All assumptions about the use case have been documented. Consider assumptions made about the use case’s scope, expectations about information available via secondary actors, and development issues surrounding the use case, such as the level of effort needed to develop the use case, time frames, and so on.

• If preconditions and postconditions are used (e.g., not used in conceptual use cases), they are documented at a level of abstraction and with a vocabulary that users can understand. They apply to the state of the system, not the outside environment. They are written in a way that allows them to be verifiable and testable. They are written in the present tense.

• Alternative flows indicate the triggers that cause deviations from the normal course. If an alternative flow does not remerge with the normal flow, the results of how it differs from the normal flow are stated. If it does remerge, document the point at which it remerges.

• Extend relationships are truly extended behavior and not alternative flows.

• Significant common behavior has been factored out into a common use case linked by the “include” relationship.

Diagramming Use Cases

• The use case diagram is consistent with the conventions of the UML, some superset of the UML, or other well-defined modeling language.

• Multiple use case diagrams have been considered/used on a system of any size to partition the functionality. For example, some diagrams may be used to show the relationship between the actors and the system; others may show the base use cases and their extend, include, and generalization relationships. One diagram may be used to show the priorities of use cases based on architectural significance; another may be utilized to indicate the iteration in which a use case will be scheduled to have its functionality designed/developed/tested/documented.

• A system boundary in the diagram delineates the functionality inside and outside the system.

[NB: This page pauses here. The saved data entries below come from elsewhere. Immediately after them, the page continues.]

PR #7665, opened 2026-07-29
fix(weave): trace Claude Agent SDK async-iterable queries per turn

rgao-coreweave:
## Problem

The Claude Agent SDK accepts either a string or an `AsyncIterable` as the prompt to `query()`. An async-iterable prompt can submit multiple inputs and produce a separate `ResultMessage` for each one.

The #7666 base traces the entire output iterator as one turn. A replay containing two submitted prompts and two results therefore produces only one `invoke_agent` span, collapsing both interactions together.

## Stack

```text
master
└── #7666 subagent tracing
    └── #7665 async-iterable multi-turn tracing (this PR)
```

This PR contains one commit and is intentionally based on the #7666 branch. Its diff is only the async-iterable turn-boundary change.

## Approach

Keep the ordinary one-result APIs simple and isolate multi-result coordination to the only path that needs it:

| SDK API | Tracing path | Turn boundary |
| --- | --- | --- |
| `query(prompt=str)` | Linear single-turn tracer | The first `ResultMessage` |
| `query(prompt=AsyncIterable)` | Async-iterable FIFO tracer | Each `ResultMessage` |
| `ClaudeSDKClient.receive_response()` | Linear single-turn tracer | The method stops after its first `ResultMessage` |

Both paths share message processing and turn finalization. The async-iterable path additionally:

- Captures user inputs as the SDK consumes them without pre-consuming or cloning the iterable.
- Buffers messages marked `shouldQuery: false` into the next query-triggering input.
- Pairs submitted inputs with results in FIFO order.
- Reuses the SDK session ID as the conversation ID while keeping each turn in its own trace.
- Records a pending input as an errored turn when transport or parsing fails before its result.
- Leaves a completed turn successful if teardown fails after its terminal result.

String prompts and the public `ClaudeSDKClient.receive_response()` contract remain on the straightforward single-turn implementation.

## Before and after

The same replay submits `Hello`, then `What is the capital of France?`, and receives one `ResultMessage` for each input.

| Run | Spans | Conversation turns | Trace IDs | Result |
| --- | ---: | ---: | ---: | --- |
| [Base #7666](https://wandb.ai/wandb/materials-weave-demo/weave/agents/conversations/pr7665-before-multiturn-1785786801227003000?convTurn=1&chatTrace=48647f4f4e77bee55b23a9924eb557a2) | 3 | 1 | 1 | Both responses are collapsed into one turn. |
[...]

PR #7697, opened 2026-08-06
fix(weave): prevent Claude async turn misattribution

rgao-coreweave:
## Summary

- Prevent promptless turns when `system/init` precedes a delayed async prompt.
- Defer only bootstrap init messages, keeping late background-task output out of the next turn.
- Add regressions for delayed init, transport failure, and stale task output.

Follow-up to #7665 and its [review thread](https://github.com/wandb/weave/pull/7665#discussion_r3716355213).

## Validation

- Claude Agent SDK shard: 44 passed
- Ruff check and format: passed

| Scenario | `master` | This PR |
| --- | --- | --- |
| Delayed prompt | [Mispaired turns](https://wandb.ai/wandb/materials-weave-demo/weave/agents/conversations/pr7697-delayed-master-1786045230124629001?convTurn=1&chatTrace=ee23b0f2c4df932a58cede8056eca256) | [Correctly paired turns](https://wandb.ai/wandb/materials-weave-demo/weave/agents/conversations/pr7697-delayed-dev-1786045230124629001?convTurn=1&chatTrace=dbf0c0d0350d15108322420f113a309f) |
| Late task output | [Attributed to next turn](https://wandb.ai/wandb/materials-weave-demo/weave/agents/conversations/pr7697-stale-task-master-1786045230124629001?convTurn=2&chatTrace=42dd68d44240f621a8bc740400c5fb18) | [Excluded from next turn](https://wandb.ai/wandb/materials-weave-demo/weave/agents/conversations/pr7697-stale-task-dev-1786045230124629001?convTurn=2&chatTrace=4e4838296869e5306c7d7d127418bbf1) |

## Breaking changes

None.

### DIFF
--- a/weave/integrations/claude_agent_sdk/otel_integration.py
+++ b/weave/integrations/claude_agent_sdk/otel_integration.py
@@ -737,6 +737,7 @@ async def _trace_async_iterable_query(
         attributes=_INTEGRATION_OTEL_ATTRS,
     ) as conversation:
         message_iterator = aiter(messages)
+        deferred_messages: list[Any] = []
         while True:
             try:
                 next_message = await anext(message_iterator)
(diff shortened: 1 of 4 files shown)


weave/integrations/claude_agent_sdk/otel_integration.py
```diff
@@ -747,12 +748,28 @@ async def _trace_async_iterable_query(
...
+                        for msg in deferred_messages:
+                            _process_message_for_turn(msg, state)
+                        raise
+                    finally:
+                        _finalize_turn(state)
+
+            # Input tracking happens before the SDK writes each prompt, but
+            # bootstrap output can arrive before the first prompt is consumed.
+            if not inputs.has_pending_turn():
+                deferred_messages.append(next_message)
```
ro31337: Just a question. Not saying I'm 100% confident, but look at what I found https://github.com/anthropics/claude-agent-sdk-python/issues/788

What if `TaskNotificationMessage` from a completed background task arrives _after_ the previous `ResultMessage`, but _before_ the next async prompt?

Could it leak into the next turn (and make its trace include work from the previous turn)?

Up to you to decide if it's the legit case we should address.

ro31337 (approved):
Approving with a caveat to think about the corner case here, maybe improve here, or follow-up, or ignore if it's not relevant. Other changes look good

weave/integrations/claude_agent_sdk/otel_integration.py
rgao-coreweave: Good catch! this is a real edge case. Output from a completed background task could be attributed to the next async prompt. I’ve updated the code to defer only bootstrap system/init messages and added a regression for late task notifications and stale output. 

Proper cross-turn task ownership can be handled separately. I will file a ticket to follow up.

rgao-coreweave: ty!

ro31337 (approved):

• All use cases are associated with an actor or are related to another use case (via include, extend, and generalization relationships).

• The use cases in a given package are consistent with a single theme or idea captured in the package name.

The diagram is not spaghetti or a mass of relationships. Actors are not too broadly defined and no incorrect (or subroutine) level of use case modeling has been used. (Consider “layering” your use case model, as you would an architecture, so that dependencies between use cases are one-way.)

• The priority mechanism (if used) is documented. Priorities can be described using techniques such as a straight numerical ranking or the grouping of use cases into categories (high, medium, and low). Priorities are probably needed if incremental or iterative development of the system is planned.

Organizing the Use Case Model

• The use cases are organized in an appropriate manner (e.g., by functional area, by dependency stream, or by actor) making them comprehensible to the stakeholders.